PR #997, opened 2018-07-03
Fix bug 1472995: Dynamically update tags in the filters menu

mathjazz:
Steps to reproduce:

1. Go to https://pontoon.mozilla.org/sl/firefox/all-resources/.
2. Open the filter menu.
3. Observe Tags.
4. Select AMO from the Project menu and click Go.
5. Open the filter menu.
6. Observe Tags.

Expected result: 
There are no tags in step 6.

Actual result:
Tags from step 3 (belonging to Firefox) are displayed in step 6 (when AMO is being translated).

### DIFF
--- a/pontoon/tags/tests/test_models.py
+++ b/pontoon/tags/tests/test_models.py
@@ -1,5 +1,3 @@
-from __future__ import absolute_import
-
 import pytest
 
 from pontoon.tags.models import Tag
--- a/pontoon/tags/tests/test_models.py
+++ b/pontoon/tags/tests/test_models.py
@@ -1,0 +1,37 @@
+from __future__ import absolute_import
+
+import pytest
+
+from pontoon.tags.models import Tag
+from pontoon.test.factories import TagFactory
+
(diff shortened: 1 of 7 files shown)


adngdb:
This is looking really good!

Have you looked at whether `TagTools` was still used? And there should be at least one simple test for the new Python code. :-)

mathjazz:
Yeah, we still need the `TagsTool` (on dashboards). But it's a fair question - as we observe how the tags are [being used](https://bugzilla.mozilla.org/show_bug.cgi?id=1464802#c5), we'll likely need to make UI refactorings, that could lead into code refactorings, too.

Good point about tests! I should test the changes in `pontoon.tags.models`. I'll follow up.

pontoon/tags/tests/test_models.py
```diff
@@ -0,0 +1,37 @@
+from __future__ import absolute_import
```
adngdb: Why do you need this?

PR #998, opened 2018-07-04
Fix bug 1473372: Make Docker setup default in developer docs

mathjazz:
It's time.

### DIFF
--- a/.gitignore
+++ b/.gitignore
@@ -27,7 +27,8 @@ coverage/
 
 # Docker
 .docker-build
-docker/config/webapp.env*
+docker/config/webapp.env
+docker/config/webapp.env-e
 
 # Webpack
 /assets/
--- a/.gitignore
+++ b/.gitignore
@@ -1,8 +1,3 @@
-# Local settings
-hooks/php/local-settings.php
-settings_local.py
-settings/local.py
-*/settings/local.py
 *.py[co]
 *.sw[po]
 .coverage
@@ -11,7 +6,7 @@ docs/_gh-pages
 build.py
 build
 .DS_Store
-node_modules/
+node_modules
 *-min.css
 *-min.js
 *-all.js
@@ -30,9 +25,9 @@ venv
 .cache/
 coverage/
 
-# For docker
+# Docker
 .docker-build
-docker/config/webapp.env
+docker/config/webapp.env*
 
 # Webpack
 /assets/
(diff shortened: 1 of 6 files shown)


.gitignore
```diff
@@ -30,9 +25,9 @@ venv
 .cache/
 coverage/
 
-# For docker
+# Docker
 .docker-build
-docker/config/webapp.env
+docker/config/webapp.env*
```
adngdb: I believe that one is incorrect. We have a `webapp.env.template` that we want to track in git. Why did you change this rule?

CONTRIBUTING.rst
```diff
@@ -24,6 +24,20 @@ If you're not familiar with `Docker <https://docs.docker.com/>`_ and
...
+
+By default, you will have default data loaded for only the Pontoon Intro project.
+If you have a database dump, you can load it into your PostgreSQL database by running::
+
+  $ make loaddb DB_DUMP_FILE=path/to/my/dump
+
+Note that your database container needs to be running while you do that. You
+can start just the postgresql container by runnin::
+
+  $ docker-compose run postgresql
```
adngdb: Might be worth adding `-d` to that command so that the database container runs in the background? I know about it, but others might be frustrated by docker containers showing logs by default.

.gitignore
mathjazz: `docker/config/webapp.env-e` popped up for me.

CONTRIBUTING.rst
```diff
@@ -35,7 +35,7 @@ If you have a database dump, you can load it into your PostgreSQL database by ru
 Note that your database container needs to be running while you do that. You
 can start just the postgresql container by runnin::
 
-  $ docker-compose run postgresql
+  $ docker-compose -d run postgresql
```
adngdb: That's not going to work, the `-d` must be at the end.

.gitignore
adngdb: Huh, OK, that's surprising. Definitely don't see that locally. Can you add specifically `-e` then?

CONTRIBUTING.rst
mathjazz: Whoops!

.gitignore
mathjazz: @adngdb Should I instead list this specific file?

adngdb: Yeah that's what I meant.

mathjazz:
@adngdb One final look, please? :)

adngdb:
Le r+!

PR #1000, opened 2018-07-05
Fix bug 1473575: Fix tags detection for all-projects

mathjazz:
For steps to reproduce, see:
https://bugzilla.mozilla.org/show_bug.cgi?id=1473575#c0

I'll deploy to stage in a bit.


mathjazz:
Stage is now running this branch:

PR #1460, opened 2019-10-28
No bug: Fix Django login avatar regression

mathjazz:
Fix regression introduced in https://github.com/mozilla/pontoon/commit/ff4f1d2158278b95b55f338fb0d0ae4e7a883a90#diff-91c36325f8496b8a88e5688322739387.

### DIFF
--- a/pontoon/base/templates/django/base.html
+++ b/pontoon/base/templates/django/base.html
@@ -55,8 +55,7 @@
             <div id="profile" class="select">
               <div class="button selector">
                 {% if user.is_authenticated %}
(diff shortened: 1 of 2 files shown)


pontoon/base/templates/django/base.html
```diff
@@ -55,8 +55,7 @@
             <div id="profile" class="select">
               <div class="button selector">
                 {% if user.is_authenticated %}
-                  <span class="title noselect">{{ user.name_or_email|nospam }}</span>
```
mathjazz: We got rid of that in other places looong time ago.

PR #1462, opened 2019-10-29
Fix bug 1377887: Selecting multiple filters/entities should be more intuitive

monikamaheshwari:
Ability to select multiple filters/entities should be more intuitive

### DIFF
--- a/frontend/src/modules/entitieslist/components/Entity.css
+++ b/frontend/src/modules/entitieslist/components/Entity.css
@@ -79,6 +79,11 @@
     content: "";
 }
 
+.entity:hover .status:before {
+    content: "";
+    font-weight: 100;
+}
+
 .entity.batch-editable .status:hover:before {
     content: "";
 }
--- a/frontend/src/modules/entitieslist/components/Entity.css
+++ b/frontend/src/modules/entitieslist/components/Entity.css
@@ -85,13 +85,13 @@
     font-weight: bold;
 }
 
-.entity:hover .status:before {
+.entity:hover .status:before,
+.entity.selected:hover .status:before {
     content: "";
     font-weight: 100;
 }
 
-.entity.checked:hover .status:before,
-.entity.selected:hover .status:before {
+.entity.checked:hover .status:before {
     content: "";
     font-weight: bold;
 }
--- a/frontend/src/modules/entitieslist/components/Entity.css
+++ b/frontend/src/modules/entitieslist/components/Entity.css
@@ -79,30 +79,22 @@
     content: "";
 }
 
-.entity.checked .status:before,
-.entity.selected .status:before {
-    content: "";
-    font-weight: bold;
-}
-
-.entity:hover .status:before,
-.entity.selected:hover .status:before {
+.entity.batch-editable:hover > .status:before,
+.entity.batch-editable.selected:hover > .status:before {
     content: "";
     font-weight: 100;
 }
 
-.entity.checked:hover .status:before {
-    content: "";
-    font-weight: bold;
-}
-
-.entity.batch-editable .status:hover:before {
+.entity.batch-editable > .status:hover:before,
+.entity.batch-editable:not(.checked) > .status:hover:before,
+.entity.batch-editable.selected > .status:hover:before {
     content: "";
     font-weight: bold;
 }
 
 .entity.batch-editable.checked > .status:before {
     content: "";
+    font-weight: bold;
 }
 
 .entity.approved .status:before {
--- a/frontend/src/modules/entitieslist/components/Entity.css
+++ b/frontend/src/modules/entitieslist/components/Entity.css
@@ -79,9 +79,21 @@
     content: "";
 }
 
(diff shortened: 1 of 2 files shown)


monikamaheshwari:
I have made the icon into regular squares on whole list item hover. Let me know if you want to change it on only text hover.

mathjazz:
Hi Monika, where the icon changes is OK (no need to make the change only when you hover text).

But the icon is not a regular square, in most cases it's solid (you'll need to set `font-weight` to 100 to force it as a regular square).

The square also moves and grows as you move between icons. It should always keep the same position relative to the line and the same size.

mathjazz:
Thanks for the update. I still see some jumping while hovering over filters - I feel like the square in front of All, Empty, Rejected and Translation Time filters should be moved 1 px to the right.

mathjazz:
Thanks for the update!

I believe the square icon that appears when hovering all three icons of the Extra filters and the Time Range filter should still be moved 1px to the right. It feels like the icons are jumping left and right on hover and unhover.

Getting there!

mathjazz:
Thanks for the update, Monika!

@flodolo I've deployed this to stage, what are your thoughts on the UX?
https://mozilla-pontoon-staging.herokuapp.com/translate/it/lockwise-ios/lockwise-ios.xliff/?string=199220

flodolo:
Doesn't look too bad
Schermata 2019-10-31 alle 11 35 18

mathjazz:
I can't decide which variant to pick... The first one (empty square) maybe looks more consistent when you take translation authors into account (avatar borders also look like empty squares).

Now I wonder what should we do with the string list and batch editing actions? Try the behaviour there as well?

@monikamaheshwari I noticed the tick icon is no longer centered in the Translation Authors avatars. And, the small square appears withing the avatar when you slowly move the mouse to the upper part of it. Could you please fix that?

monikamaheshwari:
@mathjazz I was able to reproduce and fixed it.

mathjazz:
Hi @monikamaheshwari, ticks no longer appear when you hover icons (except for the Authors).

Could you also try chaning the icon to ?

mathjazz:
> Now I wonder what should we do with the string list and batch editing actions? Try the behaviour there as well?

@monikamaheshwari Thanks for the update! Could you please also make the change in the string list? The status icon of the hovered string should change to the checked square - .

mathjazz:
@monikamaheshwari I'm getting a b0rken icon when I hover the checkbox:

Screenshot 2019-11-12 at 20 16 19

Could you please fix that?

Also, we shouldn't change the icon on hover if it's checked. Behaviour should be the same as in filter menu.

String list (regular checkbox - not OK):
Screenshot 2019-11-12 at 20 18 54

Filter menu (solid checkbox - OK):
Screenshot 2019-11-12 at 20 18 46

mathjazz:
Thanks for the update, please fix the issue with the [b0rken icon](https://github.com/mozilla/pontoon/pull/1462#issuecomment-553072701):
```diff
 .entity.batch-editable .status:hover:before {
     content: "";
+    font-weight: bold;
 }
```

Also, when you click on the string to select it, the checkbox should not be selected.

mathjazz:
@monikamaheshwari I noticed the tick icon no longer appears when you hover Translation Author fitlers - only if you hover the avatar. Could you please fix that?

mathjazz:
Hey @monikamaheshwari, let us know if you need any help here.

monikamaheshwari:
Fixed the issue. Please check @mathjazz

mathjazz:
Thanks for the quick update!

Please also make sure that the icon changes to the selected checkbox when hovering selected (not checked) string in the string list, like this:
Screenshot 2019-11-12 at 20 18 54

mathjazz:
Thanks! One thing I didn't notice in your previous update - when hovering translation authors, we should just show the tick (instead of a squared tick) within the avatar, because the avatar itself already acts as a square.

mathjazz:
Thanks for the update! While it fixes the issue, it sadly introduces a new one - hovering other filter icons now shows a squared tick (instead of just a tick).

mathjazz:
@monikamaheshwari We'd like to move forward here and I figured it's easier if I commit fixes directly.

I've deployed the patch to stage to let users say how they feel about the change before we ship it:

mathjazz:
We've got some feedback:
* Lan figured we show batch selection hints even when entities are not batch editable (2310f70).
* Artem thinks there are two many different icons. He suggests we change color instead of using the tick icon when hovering the checkbox.
* Michal also thinks there are two many different icons. He comes with an alternative proposal which interestingly also drops the tick icon. He also notes that the proposal might not work on other pages like dashboards.
photo6041865611115606598

Using status icons as checkboxes is a pretty unusual UX, so it'll be hard to come up with a solution that is "very good" without making more radical changes. Personally I see the current implementation as "not bad" and this patch as a slight improvement at best.

mathjazz:
Closing due to inactivity. We need to address open questions before continuing.

PR #1468, opened 2019-11-04
Bug 1593747 - [sync] Pontoon incorrectly considers .pot files to be .…

TheoChevalier:
…po in some cases

### DIFF
--- a/pontoon/sync/vcs/models.py
+++ b/pontoon/sync/vcs/models.py
@@ -563,11 +563,12 @@ class VCSConfiguration(object):
             ProjectFiles(locale_code, [self.parsed_configuration]),
         )
 
-    def l10n_path(self, locale, reference_path):
+    def l10n_path(self, locale, absolute_resource_path):
         """
         Return l10n path for the given locale and reference path.
         """
         project_files = self.get_or_set_project_files(locale.code)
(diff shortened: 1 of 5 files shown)


mathjazz:
I've also made the similar change in `l10n_path` and added some tests.

@TheoChevalier Could you test if the patch works?

@Pike Do you have cycles for a review?

TheoChevalier:
@mathjazz It still works with the latest changes (pulled your changes, ran `make build`, `make run`, then synced one of my test projects that were not syncing properly)

pontoon/sync/vcs/models.py
```diff
@@ -563,11 +565,12 @@ def get_or_set_project_files(self, locale_code):
             ProjectFiles(locale_code, [self.parsed_configuration]),
         )
 
-    def l10n_path(self, locale, reference_path):
+    def l10n_path(self, locale, absolute_resource_path):
         """
         Return l10n path for the given locale and reference path.
         """
         project_files = self.get_or_set_project_files(locale.code)
+        reference_path = locale_to_source_path(absolute_resource_path)
```
Pike: `l10n_path` is only ever called with p-c on, so this should be here anymore, I think.
Or it should at least be guarded by an `if`.

PR #1470, opened 2019-11-05
Fix bug 1588471 - Remove `translate/` from the Translate.Next URLs.

adngdb:
This makes the old Translate page unaccessible, as the Translate.Next URL now replaces the old URL. It also ensures that previous Translate.Next URLs are correctly redirected.


pontoon/base/tests/views/test_translation.py
```diff
@@ -225,11 +228,13 @@ def test_view_translate_not_authed_public_project(
...
         resource=resource, locale=locale_a,
     )
-    response = client.get(
-        '/%s/%s/%s/'
-        % (locale_a.code, project.slug, resource.path)
-    )
-    assert response.status_code == 200
+
+    with override_flag('translate_next', active=True):
+        response = client.get(
```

------------------------

Whenever a line of the material holds the word "about", copy it out.

Good point about tests! I should test the changes in `pontoon.tags.models`. I'll follow up.
adngdb: Might be worth adding `-d` to that command so that the database container runs in the background? I know about it, but others might be frustrated by docker containers showing logs by default.
I've deployed the patch to stage to let users say how they feel about the change before we ship it:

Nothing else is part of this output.